What you need to do —
Everything from the line holding "Same root cause" through the last line below must be repeated exactly, and nothing else.
:: Material supplied ::
PR #3277, opened 2026-07-20
fix(tools): deferred-tool visibility heal + sliding TTL + SSE tool-call index fix

m4n3z40:
## Problem

Tool-discovery promotions live only in memory: a process restart or TTL expiry (a global counter across all of the agent's sessions) silently removes deferred MCP tools from the request while the session history is full of successful calls to them. The model then tries to call a tool that is not in the tools array and, in streaming, returns reasoning-only/empty completions ("The model returned an empty response") or a short narration with no tool call — deterministically, until a new `tool_search` happens. The model almost never re-searches, because its own history shows direct calls working; a fresh chat recovers only because it follows the discovery nudge.

Verified by A/B replay against the same model with a real session transcript: with the referenced tool defs absent from the request, 6/6 streaming completions came back empty; with them present, 48/48 acted correctly — even with the degraded history kept intact.

## Changes

1. **`ToolRegistry.EnsureVisible`** — re-promotes hidden tools referenced by the outgoing messages (called in `CallLLM` before building provider defs). Any tool the model can see itself using in history is guaranteed callable, so existing stuck sessions heal on their next turn and the state survives restarts and expiry.
2. **`ToolRegistry.TouchTools` (sliding TTL)** — a tool used in a round gets a full TTL again before the tick; only idle tools decay. A long task can no longer outlive its own tools mid-flight. (Allows lowering the configured TTL.)
3. **SSE tool-call assembly fix** (`openai_compat`) — iterate the accumulator map's actual keys in sorted order instead of `0..len-1`: a lone tool call streamed at `index: 1` (or an index gap) was silently dropped, turning a tool-use turn into a bare narration that then conditions the session. The in-progress snapshot loop had the same bug.

## Tests

- `TestParseStreamResponse_ToolCallAtNonZeroIndex` / `_ToolCallIndexGap` / `_SnapshotIncludesNonZeroIndex` (fail on the old code)
- `TestEnsureVisible_RevivesExpiredHiddenTools`, `TestTouchTools_SlidingTTLKeepsUsedToolsAlive`, `TestTouchTools_DoesNotReviveExpired`
- `TestToolCallNamesFromMessages`, `TestDiscoveryPromoteTTL_Default`
- Full suite on touched packages ok (3 known macOS-only ShellTool failures unrelated); golangci-lint 0 issues.

Control-plane follow-up: lower discovery TTL 120→20 + submodule bump.


m4n3z40:
Opened against the wrong base by mistake — this belongs to our fork. Apologies for the noise.

PR #3279, opened 2026-07-21
fix(seahorse): prevent tool-call format leakage into LLM summaries

MrTreasure:
## Related: same symptom triggered by seahorse summaries

I just hit this exact class of bug — tool-call format leaking into user messages — but triggered through a different path: **seahorse's `partsToReadableContent`**.

### The seahorse variant

`partsToReadableContent` (in `pkg/seahorse/store.go`) serializes tool calls as `[tool_use: name, args: {...}]` for FTS5 indexing. This format was also used as a fallback in two summary-generation paths (`formatMessagesForSummary` and `truncateSummary` in `short_compaction.go`). When summaries containing `[tool_use: exec, args: {...}]` were fed back into the LLM context, the model learned to mimic this format in its own responses — outputting mock tool calls as visible text content.

### The pipeline

```
partsToReadableContent -> "[tool_use: exec, args: {...}]"
     -> seahorse summary / truncateSummary
     -> LLM context (as summary text)
     -> LLM mimics format in its content output
     -> User sees raw [tool_use: exec, args: {...}] in chat
```

### Fix

PR incoming at: https://github.com/sipeed/picoclaw/pulls (MrTreasure:fix/seahorse-tool-call-leak)

Three changes:
1. **`short_compaction.go`**: Skip messages with empty content in summary/truncation paths — tool calls aren't conversational content
2. **`store.go`**: Change FTS5 format from `[tool_use: name, args: {...}]` to emoji markers — the bracket-colon pattern is what LLMs latch onto
3. **`agent_utils.go`**: Strip residual `[tool_use: ...]` from outbound messages as a safety net

Same root cause as this issue: LLM context leaking internal serialization format → model mimics it → user sees raw tool-call text. Different trigger (seahorse vs Doubao provider), same outcome.

### DIFF
--- a/pkg/agent/agent_utils.go
+++ b/pkg/agent/agent_utils.go
@@ -7,6 +7,7 @@ import (
 	"fmt"
 	"maps"
 	"path/filepath"
+	"regexp"
 	"strings"
 	"time"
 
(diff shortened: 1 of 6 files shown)


MrTreasure:
Status update: this fix is still actively maintained. The original issue remains reproducible in long-lived Seahorse sessions: raw tool-call protocol text can enter compacted summaries and later surface to users. I have continued validating the summary/compaction path against current upstream master and am reviewing compatibility with tool-only history entries before the next branch update. Feedback on the preferred serialization behavior is welcome.

MrTreasure:
Updated this PR with the complete fix reproduced from a live DeepSeek/OpenAI-compatible response. The provider returned both native tool_calls and a duplicate `[tool_use: ...]` string in assistant content. The update now sanitizes content, reasoning, and tool feedback immediately after AfterLLM hooks and before publishing, persistence, or Seahorse compaction. The parser handles nested JSON, quoted brackets, legacy tool_user/tool_result variants, and truncated blocks. Seahorse still preserves searchable tool names, arguments, and results using protocol-neutral human-readable text. Rebased onto current upstream main. Verified locally: `go test ./pkg/agent ./pkg/seahorse ./pkg/providers/openai_compat ./pkg/providers/common`.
:::
Answer box —
Same root cause as this issue: LLM context leaking internal serialization format → model mimics it → user sees raw tool-call text. Different trigger (seahorse vs Doubao provider), same outcome.

### DIFF
--- a/pkg/agent/agent_utils.go
+++ b/pkg/agent/agent_utils.go
@@ -7,6 +7,7 @@ import (
 	"fmt"
 	"maps"
 	"path/filepath"
+	"regexp"
 	"strings"
 	"time"
 
(diff shortened: 1 of 6 files shown)


MrTreasure:
Status update: this fix is still actively maintained. The original issue remains reproducible in long-lived Seahorse sessions: raw tool-call protocol text can enter compacted summaries and later surface to users. I have continued validating the summary/compaction path against current upstream master and am reviewing compatibility with tool-only history entries before the next branch update. Feedback on the preferred serialization behavior is welcome.

MrTreasure:
Updated this PR with the complete fix reproduced from a live DeepSeek/OpenAI-compatible response. The provider returned both native tool_calls and a duplicate `[tool_use: ...]` string in assistant content. The update now sanitizes content, reasoning, and tool feedback immediately after AfterLLM hooks and before publishing, persistence, or Seahorse compaction. The parser handles nested JSON, quoted brackets, legacy tool_user/tool_result variants, and truncated blocks. Seahorse still preserves searchable tool names, arguments, and results using protocol-neutral human-readable text. Rebased onto current upstream main. Verified locally: `go test ./pkg/agent ./pkg/seahorse ./pkg/providers/openai_compat ./pkg/providers/common`.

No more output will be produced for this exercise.